= What you should do =
When the word "with" shows up in a line of the data below, copy that whole line.

= Data to use =
PR #4907, opened 2024-05-17
remove atomic physics

psychocoderHPC:
The atomic physics code in its current form is not to be used and will be replaced with a new version. To avoid that we bring it in under the current work title name `AtomicPhysics2` the current code and documentation are removed.
Remove atomic physics except for species attributes `atomicPhysicsSolver` and `atomicConfigNumber`.
Charge manipulation methods will be kept too.


BrianMarre (approved):
looks good to me

ikbuibui (approved):
I am slightly surprised that the interaction with the rest of the code was so little, only the `atomic levels` attribute and the atomic physics simulation stage. This looks good to me.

= Answer area =
The atomic physics code in its current form is not to be used and will be replaced with a new version. To avoid that we bring it in under the current work title name `AtomicPhysics2` the current code and documentation are removed.
I am slightly surprised that the interaction with the rest of the code was so little, only the `atomic levels` attribute and the atomic physics simulation stage. This looks good to me.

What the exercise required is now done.